We also have a responsibility to provide language in the legislation that health care professionals can understand in order to provide access to assisted dying. As is stated in the proposed message to the Senate, removing the criterion of the reasonable foreseeability of natural death would undermine the objectives of Bill C-14 to recognize the significant and continuing public health issue of suicide, to guard against death being seen as a solution to all forms of suffering, and to counter negative perceptions about the quality of life of persons who are elderly, ill, or disabled. Bill C-14 strikes the right balance for Canadians between protection of vulnerable individuals and choice for those whose medical circumstances cause enduring and intolerable suffering.

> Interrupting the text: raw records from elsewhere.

PR #1102, opened 2022-02-19
feat: dual currency lightning with intraledger settlement

nicolasburtey:


src/app/wallets/send-lightning.ts
```diff
@@ -370,22 +371,95 @@ const executePaymentViaIntraledger = async ({
...
+    // side effect: spread is paid by the sender
+    cents = centsInvoice
+    sats = toSats(amount)
+  } else {
+    sats = toSats(amount)
+  }
+
+  const amountDisplayCurrency = sats
+    ? dCConverter.fromSats(sats)
+    : dCConverter.fromCents(cents!)
```
vindard, line 441: Potential idea to get around typing issue here
```suggestion
const amountDisplayCurrency = sats
  ? dCConverter.fromSats(sats)
  : cents
  ? dCConverter.fromCents(cents)
  : new NotImplementedError("Should never get here")
if (amountDisplayCurrency instanceof Error) return amountDisplayCurrency
```

vindard (commented):
Looks ok generally

There's just one potential discrepancy that I'm seeing that seems disproportional. The medici transactions generated from the `it("receives payment from outside to USD wallet with amount", ...)` test show a significant difference between the actual amounts in cents and the display amounts. Just checking if this is expected behaviour.

I changed the amount from `2500` to `15000` in the test to see if it scales linearly and it looks like it does.

image

src/app/wallets/send-lightning.ts
nicolasburtey: could be an option, but still hacky IMO. I think we will want to refactor those use cases in different function so that we have a stronger typing, and those would not be necessary any more

nicolasburtey:
> Looks ok generally
> 
> There's just one potential discrepancy that I'm seeing that seems disproportional. The medici transactions generated from the `it("receives payment from outside to USD wallet with amount", ...)` test show a significant difference between the actual amounts in cents and the display amounts. Just checking if this is expected behaviour.
> 
> I changed the amount from `2500` to `15000` in the test to see if it scales linearly and it looks like it does.
> 
> image

this commit may be fixing it? https://github.com/GaloyMoney/galoy/pull/1102/commits/704442315adadfccecbc6e632ff580d9c7e1c213

vindard (approved):

PR #1110, opened 2022-02-21
feat: handle expired invoices

vindard:
### Description

Includes two change around handling expired invoices:
1. Handle failing to delete an already expired invoice
2. Handle failing to pay an expired invoice


nicolasburtey (approved):

nicolasburtey:
one thing to add in the documentation is why USD invoice time is small (2 minutes) compared to traditional BTC invoice. @vindard can dive in with you if you need more understanding of why that is.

In conclusion, I would like to underline to my fellow parliamentarians that the approach set out in Bill C-14 is the result of tremendous thought and deliberation over the course of many months. There have been extensive consultations over this past year on the issue of medical assistance in dying with Canadians, stakeholders, and relevant experts. The findings have been reviewed carefully to inform the legislation.

I hope both the House and the Senate are able to support the motion. I would like to thank, from the bottom of my heart, all the parliamentarians from both the upper and the lower chamber who have professionally and thoroughly debated this issue. It is a transformative social policy that governments debate once in a generation, and this piece of legislation is one of those remarkable debates. Make no mistake, this will be a dramatic change for Canada.

In the Carter decision, the Supreme Court acknowledged that it was up to Parliament to craft an appropriate regime. I believe we arrived at the best approach for our country.